À l'Olympique de Marseille, avant Skoblar, avant Papin, il y a eu Andersson. Gunnar Andersson. Un attaquant suédois dont la vie n'a pas besoin d'être romancée tant elle fut riche en rebondissements. Où les histoires d'amateurisme marron, de kidnapping, de désertion et d'alcoolisme ne sont liés que par une seule et même chose : des buts. Beaucoup de buts.

1950. Sur les écrans français sort Orphée, l’adaptation du fameux mythe grec éponyme par Jean Cocteau, dans lequel Jean Marais, François Périer et Maria Casarès se partagent l’affiche. Sur d’autres carrés géants, verts cette fois-ci, une autre troupe fait rêver la France : le Stade de Reims. Vainqueur de son premier championnat de France l’année précédente, les hommes d’Albert Batteux s’apprêtent à dominer de la tête et des épaules la Division 1 des fifties. Voire un peu plus. Mais le vrai mythe d’Orphée se joue un peu plus bas, du côté des Bouches-du-Rhône. Malgré un titre glané en 1948, l’Olympique de Marseille est à l’époque prisonnier des enfers du bas du classement, et le joueur de lyre qui doit l’aider à s’en extirper porte un nom : Gunnar Andersson. Un attaquant suédois débarqué dans l’anonymat le plus complet à l’hiver 1951, très vite adopté par le public du Vélodrome qui lui trouve un surnom : « Monsieur 50% » , pour sa faculté à marquer plus de la moitié des buts de l’OM chaque saison. En tout et pour tout, Gunnar Andersson inscrira la bagatelle de 169 buts en 220 matchs avec la liquette ciel et blanc sur le dos. Comme le symbole de la fuite en avant d’un homme qui n’avait pour seule origine que la peur de tout perdre s’il venait à se retourner.

Désertion de poste et désertion tout court

Gunnar Andersson voit le jour en 1928 du côté de Säffle, petite ville de Suède suspendue au lac de Vänern. Une origine qui lui vaudra un surnom, « Gunnar de Säffle » , parce qu’il était trop difficile de différencier tous les Gunnar présents dans sa classe. Dès ses premières années de vie, l’attaquant suédois se distingue déjà des autres tout en restant en quelque sorte dans la masse. Les prémices d’un leitmotiv de vie. Plus tard, Andersson fait le bonheur des équipes de jeunes, puis de l’équipe première du IFK Åmål dans lesquelles il enchaîne les pions à un rythme effréné. Au point d’attirer les recruteurs du grand club suédois IFK Götebörg, qui lui offre un contrat à 21 ans dans l’idée de remplacer un autre Gunnar, Gren, parti faire des acronymes du côté du Milan AC. À l’époque, le football suédois n’est pas encore professionnel. Alors, le club lui dégote un poste de plombier à la Compagnie des chemins de fer suédois, tout en arrondissant les fins de mois grâce à ses primes de match de 25 couronnes, tandis que celles des autres joueurs atteignent les 15 couronnes.

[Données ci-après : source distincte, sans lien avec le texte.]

PR #96, opened 2024-08-08
Citations infrastructure

opaduchak:
Implement `AuthorizedCitationAccount`, `ExternalCitationService`, `ConfiguredCitationAddon`, and glue them together for them to work properly.


addon_service/authorized_citation_account/models.py
```diff
@@ -0,0 +1,81 @@
+from django.db import models
+
+from addon_service.abstract.authorized_account.models import AuthorizedAccount
+from addon_service.addon_imp.instantiation import get_citation_addon_instance
+from addon_service.external_citation_service.models import ExternalCitationService
+from addon_toolkit.interfaces.citation import CitationConfig
+
+
+class AuthorizedCitationAccount(AuthorizedAccount):
+    """Model for describing a user's account on an ExternalService.
```
adlius, line 10:
```suggestion
    """Model for describing a user's account on an ExternalCitationService.
```

addon_service/authorized_citation_account/models.py
```diff
@@ -0,0 +1,81 @@
...
+            self,
+            self.citation_imp_config,
+        )
+        self.external_account_id = await imp.get_external_account_id(auth_extras or {})
+        await self.asave()
+
+    @property
+    def citation_imp_config(self) -> CitationConfig:
+        return CitationConfig(
+            max_upload_mb=self.external_service.max_upload_mb,
```
adlius, line 77: I have a feeling that the `max_upload_mb` may not be relevant for a citation addon, since it is not meant to be a storage service.

addon_service/authorized_citation_account/serializers.py
```diff
@@ -0,0 +1,103 @@
...
+        try:
+            return AuthorizedCitationAccount.objects.create(
+                _display_name=display_name,
+                external_citation_service=external_citation_service,
+                account_owner=account_owner,
+                authorized_capabilities=authorized_capabilities,
+                api_base_url=api_base_url,
+            )
+        except ModelValidationError as e:
+            raise serializers.ValidationError(e)
```
adlius, line 83: Seeing that this is mostly copy-pasted from `AuthorizedStorageAccountSerializer`, can we somehow DRY it up a little bit? Maybe put it in `AuthorizedAccountSerializer`? Not a huge concern though.

addon_service/configured_citation_addon/serializers.py
```diff
@@ -0,0 +1,62 @@
...
+from addon_service.configured_citation_addon.models import ConfiguredCitationAddon
+
+
+RESOURCE_TYPE = get_resource_type_from_model(ConfiguredCitationAddon)
+
+
+class ConfiguredCitationAddonSerializer(ConfiguredAddonSerializer):
+    """api serializer for the `ConfiguredCitationAddon` model"""
+
+    root_folder = serializers.CharField(required=False, allow_blank=True)
```
adlius, line 21: I don't think `root_folder` is needed on the `ConfiguredCitationAddonSerializer`. It shouldn't be needed on the `ConfiguredStorageAddonSerializer` as well.

addon_service/external_citation_service/models.py
```diff
@@ -0,0 +1,35 @@
+from django.db import models
+
+from addon_service.abstract.external_storage.models import ExternalService
+
+
+class ExternalCitationService(ExternalService):
+    int_addon_imp = models.IntegerField(
+        null=False,
+        verbose_name="Addon implementation",
```
adlius, line 9: Do we need a validator here?

addon_service/external_citation_service/models.py
```diff
@@ -0,0 +1,35 @@
...
+    )
+    # Do we need the wb_key field for ExternalCitationService ?
+    wb_key = models.CharField(null=False, blank=True, default="")
```
adlius, line 12: `wb_key` should not be necessary here since there are no file ops.

adlius (changes requested):
Some questions and nitpicks. Overall looks great!

addon_service/configured_citation_addon/serializers.py
opaduchak: we need `root_folder`, as we have to bind our node to certain collection. Or do you imply that this should be declared somewhere else?

addon_service/external_citation_service/models.py
opaduchak: @jwalz stated that we need `wb_key` inside `ExternalCitationService`, for us to map credentials from `osf` addons to `GV` ones. We don't need wb_key inside `CitationConfig` class. `wb_key` is quite misleading

addon_service/authorized_citation_account/serializers.py
opaduchak: We require different arguments for different subclasses of `AuthorizedAccount`, so DRY implementation wouldn't be clear this way

addon_service/configured_citation_addon/serializers.py
adlius: Yes, we need to bind our node to certain collection. But `root_folder` defined here would imply that all the nodes that are tied to this citation addon share the same `root_folder`. I don't think this is correct. The root folder should be different for each node and that's why it is already on `AuthorizedStorageAccount` model.

opaduchak: Ok, I've dug even deeper, and it seems that `ConfiguredCitationAddon` has 1 to 1 relation with Node, so for each Node new `ConfiguredCitationAddon` has to be created. In case with AuthorizedAccount, you are 100% right.

PR #102, opened 2024-08-20
[ENG-5973] Support serializing and modifying "supported_features" for ExternalStorageService

adlius:


addon_service/external_storage_service/models.py
```diff
@@ -53,16 +52,19 @@ class ExternalStorageService(ExternalService):
...
     )
 
     @property
     def supported_features(self) -> list[SupportedFeatures]:
         """get the enum representation of int_supported_features"""
-        return [SupportedFeatures(item) for item in self.int_supported_features]
+        return SupportedFeatures(self.int_supported_features)
+
+    @supported_features.setter
+    def authorized_capabilities(self, new_supported_features: SupportedFeatures):
```
jwalz, line 65: oops
```suggestion
    def supported_features(self, new_supported_features: SupportedFeatures):
```

adlius: Oops. But I don't think this is needed at all right now because we only modify/set the supported features field through the admin app, and the admin app directly modifies the `int_supported_features` field on the model.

Petit problème : le joueur est du genre désertion de poste. Au bout de deux jours, il décide de ne plus pointer au boulot pour seulement se pointer aux entraînements. La Fédération suédoise, qui fait alors la guerre à l’amateurisme marron, découvre le pot-aux-roses, suspend quelques dirigeants de l’IFK Götebörg et laisse un choix à Andersson : la suspension également, pendant un an, ou le service militaire. Mais le Suédois souhaite toujours ardemment taper dans un ballon et, s’il ne peut pas le faire dans le pays qu’il sert, il le fera ailleurs. Le KB Boldklub, club de Copenhague qui s’apprête à s’envoler pour Barcelone afin de disputer un tournoi célébrant les cinquante ans du Barça, obtient le prêt du joueur en novembre 1950… sous une fausse identité. Face à Palmeiras, Andersson tape dans l’œil de Willy Wolf, entraîneur du Stade français présent dans les tribunes de Les Corts. Louis-Bernard Dancausse, président de l’OM, est également en terres catalanes et propose un contrat à « Säffle-Gunnar » . Que ce dernier accepte, scellant de facto sa désertion de l’armée suédoise.

Gunnar « 10h10 » Andersson kidnappé en gare d’Avignon

Le 25 novembre, le journal Sport-Express annonce « Saffle (L’Ouragan) arrive le 2 décembre ! » Tout faux. D’une, Säffle signifie « la baie des oiseaux » en vieux nordique. De deux, le joueur n’arrivera pas avant le mois de janvier parce que ce dernier souhaite néanmoins finir son service militaire. Il sera toutefois question de disparition lors de ses premiers jours en France. Gare de Lyon, alors qu’Andersson s’apprête à rejoindre Marseille en train, il reçoit un télégramme de dernière minute : « Pour éviter importuns STOP Prière descendre Avignon STOP Voiture attendra pour vous conduire à Marseille. » Le Suédois, poli en toutes circonstances, s’exécute. En gare d’Avignon, deux hommes l’attendent, mais ils ne sont pas de l’Olympique de Marseille. Dans une traction noire, ils l’emmènent dans un hôtel de Marseille. Leurs intentions ? Obtenir des informations. Les deux hommes sont en réalité deux journalistes du Soir, Raymond Gimel et Lucien d’Apo, et souhaitent une exclusivité sur l’arrivée de ce nouveau joueur à l’OM, ainsi que faire un joli coup à Dancausse, pas forcément copain avec les journalistes locaux et qui avait bloqué l’accès des vestiaires au Soir.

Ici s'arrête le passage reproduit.